Kali ini, muncul ketegangan. Warga menolak patung-patung kuno yang mereka temukan dibawa keluar dari desa.
Setelah beberapa minggu terakhir berturut-turut ditemukan patung Dewa Brahma, Dewi Durga, Lembu Andini, Lingga Yoni, dan dua patung lainnya yang belum teridentifikasi, pihak Balai Pelestarian Peninggalan Purbakala (BP3) Trowulan berniat membawa temuan-temuan itu ke Jakarta.
Tujuannya untuk dilakukan penelitian lanjutan dan perbaikan struktur, mengingat beberapa patung sempat rusak akibat proses penggalian.
Warga Desa Gayam menolak mentah-mentah. Mereka waswas. Di benak mereka muncul satu kekhawatiran besar, bagaimana jika patung-patung itu tidak pernah kembali? Atau lebih buruk, diganti dengan replika palsu?

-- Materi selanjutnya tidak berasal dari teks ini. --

PR #74, opened 2023-04-17
feat: notifiy the editor about subscriptions [TOL-1059]

chrishelgert:
Send a message to the editor once there is a subscription and if it is using GQL or REST

### DIFF
--- a/src/liveUpdates.ts
+++ b/src/liveUpdates.ts
@@ -1,7 +1,7 @@
 import type { AssetProps, EntryProps } from 'contentful-management';
 
 import * as gql from './graphql';
-import { clone, generateUID, StorageMap } from './helpers';
+import { clone, generateUID, sendMessageToEditor, StorageMap, debug } from './helpers';
 import * as rest from './rest';
 import {
   Argument,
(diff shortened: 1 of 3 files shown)


aodhagan-cf (approved):
I guess another way of identifying is if it have the fields property right?

chrishelgert:
> I guess another way of identifying if it's REST is if it have the fields property right?

yes, should we do it to make sure? 🤔

src/liveUpdates.ts
```diff
@@ -210,16 +210,66 @@ export class LiveUpdates {
...
+
+    if (!hasSys) {
+      isValid = false;
+      debug.error('Live Updates requires the "sys.id" to be present on the provided data', data);
+    }
+
+    if (!isGQL && !isREST) {
+      isValid = false;
+      debug.error(
+        'Live Updates requires the the provided data to contain either "fields" or "__typename"',
```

“Saat ini teknologi bisa membuat yang palsu terlihat asli. Siapa yang bisa menjamin patung-patung itu tidak akan ditukar?” ujar Tarmudji, salah satu warga yang menyaksikan langsung proses penemuan.
Tarmudji pun mengungkit pengalaman masa lalu.
“Tahun 1957, warga sini juga pernah menemukan patung, tapi sampai sekarang tidak dikembalikan setelah dipinjam oleh pihak berwenang,” tuturnya.
Bagi warga, benda-benda purbakala itu bukan hanya peninggalan sejarah – mereka adalah bagian dari jati diri desa.
Penemuan itu membangkitkan harapan, bahwa Dusun Tondowongso bisa berkembang menjadi desa wisata sejarah, dengan situs purbakala sebagai daya tarik utama.
Kekhawatiran itu akhirnya mencair setelah dilakukan dialog panjang antara warga, pemerintah desa, dan tim BP3 Trowulan.
Dalam pertemuan yang berlangsung hangat namun tegas, disepakati bahwa patung-patung tersebut akan dipinjam hanya dalam waktu dua minggu untuk keperluan penelitian, lalu dikembalikan ke tempat semula.
Namun warga juga memberikan syarat, tidak semua patung boleh dibawa sekaligus. Hanya patung Dewa Brahma yang dibawa lebih dahulu, sementara patung-patung lainnya akan dipinjam secara bergiliran dua minggu sekali.
Prapto Saptono, Kasi Pelestarian dan Pemanfaatan dari BP3 Trowulan, kala itu, berusaha menenangkan warga.
“Kami memahami kekhawatiran itu. Tapi kami juga punya kewajiban untuk meneliti lebih dalam benda-benda ini agar dapat dilestarikan secara ilmiah. Kami jamin, semua patung tetap utuh, tetap asli, dan akan dikembalikan,” ujarnya.
Hingga hari ini, dusun yang awalnya hanya dikenal sebagai area ladang dan lahan urug, berubah menjadi tempat penuh cerita.
Penemuan demi penemuan seperti menggugah tanah untuk kembali bicara.
Akan tetapi di balik temuan arkeologis itu, ada dinamika sosial yang tak kalah penting, bagaimana warga lokal berjuang menjaga warisan yang secara tidak sengaja mereka temukan – dengan rasa cinta dan kehati-hatian.